Content

In the United States, over 10-million people suffer from osteoporosis, while another 40-million persons are diagnosed with osteopenia, a precursor condition to osteoporosis characterized by significantly reduced bone-mineral density. About 2-million people suffer osteoporotic fractures each year, and nearly 20 percent of these patients die within a year because of additional fractures and complications. Now Associate Professor Jungwoo Lee of the UMass Amherst Chemical Engineering (ChE) Department reports a pioneering, in-vitro, humanized-bone-model assay that promises several critical improvements over time-consuming animal models and clinical studies pertaining to osteoporosis.

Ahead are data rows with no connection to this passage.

PR #2390, opened 2022-03-29
add div_Uc

iuryt:
Running the example from #2389  it returned this error
`ERROR: LoadError: UndefVarError: div_Uc not defined`

Hope this suggestion makes sense.


iuryt:
@glwagner 
I should have reviewed your code instead, right?

This is now complaining about `af` variable
`nested task error: UndefVarError: af not defined`

glwagner:
I sent a flurry of updates once I had the validation case coded up! It should work now

iuryt:
> I sent a flurry of updates once I had the validation case coded up! It should work now

Wait, what should I do to test that? haha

Lee, Yongkuk Park (post-doctoral research associate in the ChE department at UMass-Amherst), and Tadatoshi Sato (assistant professor at the UMass Chan Medical School) have published their findings in a recent issue of the prestigious journal, Nature Communications

The backstory of Lee’s research concerns cells known as “osteoblasts” and “osteoclasts.” As the website of the Cleveland Clinic explains: “Bone is a dynamic tissue that undergoes repeated turnover by osteoblasts and osteoclasts. Osteoblasts form new bones and add growth to existing bone tissue. Osteoclasts dissolve old and damaged bone tissue so it can be replaced with new, healthier cells created by osteoblasts.” 

According to Lee, “Under normal conditions, there is a delicate equilibrium between osteoblast and osteoclast activities. However, in the context of aging or metabolic bone diseases, this balance is disrupted, resulting in an elevated osteoclast activity compared to osteoblasts. This imbalance leads to a net loss of bone mass and reduced mechanical strength. Consequently, osteoclasts become a primary target for the development of drugs to treat osteoporosis.” 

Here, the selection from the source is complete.